Si tratta di una modalità multistrutturata di relazionarsi con il dolore e la sofferenza, insita in noi ma esplosa con la pandemia, un grande trauma che ha minacciato e tuttora continua a minacciare l’umanità con conseguenze che stiamo vedendo e vedremo ancora più nel futuro. Un paradigma che irrompe con veemenza nella parabola del buon samaritano, sintetizzato nella risposta fulminante del dottore della legge a Gesù: “Chi ha avuto compassione”. Il buon samaritano ha riconosciuto il dolore, l’ha accolto e ha assunto un impegno concreto nei confronti di quella sofferenza, ha aperto una porta sul futuro. In ambito psicologico la compassione ha la capacità di attivare due skill fondamentali per superare l’urto della pandemia e ripartire.

Quali?
Anzitutto la flessibilità psicologica che ha diverse declinazioni ma di cui voglio sottolineare, in particolare, la capacità di allargare il “portafoglio” valoriale di una persona. Per la psicologia, valore è ciò per cui vale la pena impegnarsi, è una presa di posizione. Il secondo skill è la capacità di “futurazione”, di aprire una finestra sul futuro, cruciale in una pandemia caratterizzata da un tempo sospeso nel quale la capacità di pensare al futuro è paralizzata dallo stato emotivo predominante dell’incertezza. In questa fase post-pandemica, nella quale siamo tutti ancora un po’ storditi ma stiamo tentando di rialzare la testa, abbiamo bisogno di una compassione che inneschi il duplice meccanismo della flessibilità psicologica e dell’apertura al futuro per ripartire e dare un nuovo senso al nostro agire. Che la Chiesa si interpelli su questo tema con l’aiuto di esperti mi sembra un segnale importante.

Anche perché, come ricorda l’Oms, non c’è salute senza salute mentale, eppure questo ambito non sembra ricevere ancora la dovuta attenzione dalla politica…

Prima della pandemia si diceva che la salute mentale sarebbe stata la grande sfida del decennio 2020-2030: il Covid ha reso quest’affermazione ancora più clamorosa. Non curare la salute mentale ha enormi costi psicologici e sociali. La depressione, il disturbo più diffuso, non impatta solo sull’individuo ma sul suo lavoro, sulla vita familiare e sul benessere dei figli. Non c’è nulla di più lungimirante che investire in salute mentale: un dollaro investito in questo ambito ne fa risparmiare cinque in termini di spesa sociale. Questa consapevolezza dovrebbe tradursi in decisioni e comportamenti concreti da parte delle società e dei governi.

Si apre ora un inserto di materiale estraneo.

Issue #345, opened 2019-06-20
catalog - add feed text input (URL): should have submit button to accept typed-in tag (currently only press enter)


danielweck:
Similar UX issue to https://github.com/readium/readium-desktop/issues/344

llemeurfr:
This issue is about the addition of an OPDS feed in the Catalog view (not a tag in the Book Info view). 

I agree that the current UX is not great: the user enters a URL, has to select enter, this opens a dialog box, he enters a catalog name and can modify the URL, he selects "Add" (or "Back". 

Let's fully use the dialog box. the new behavior is:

La Pastorale della salute della Chiesa italiana, con il suo Tavolo sulla salute mentale e i suoi convegni annuali, accende i riflettori sull’importanza del benessere mentale. In questo orizzonte, qual è il ruolo delle parrocchie?

In Italia le parrocchie sono già un grande spazio di “terapia informale”. Luoghi di accoglienza, consolazione e sostegno, svolgono tutto ciò che si può considerare terapia informale e costituiscono forse la maggiore rete di sostegno alla sofferenza emotiva delle persone. Perciò è fondamentale che anche la pastorale in questo ambito non sia improvvisata, ma assuma una forma più strutturata e compiuta.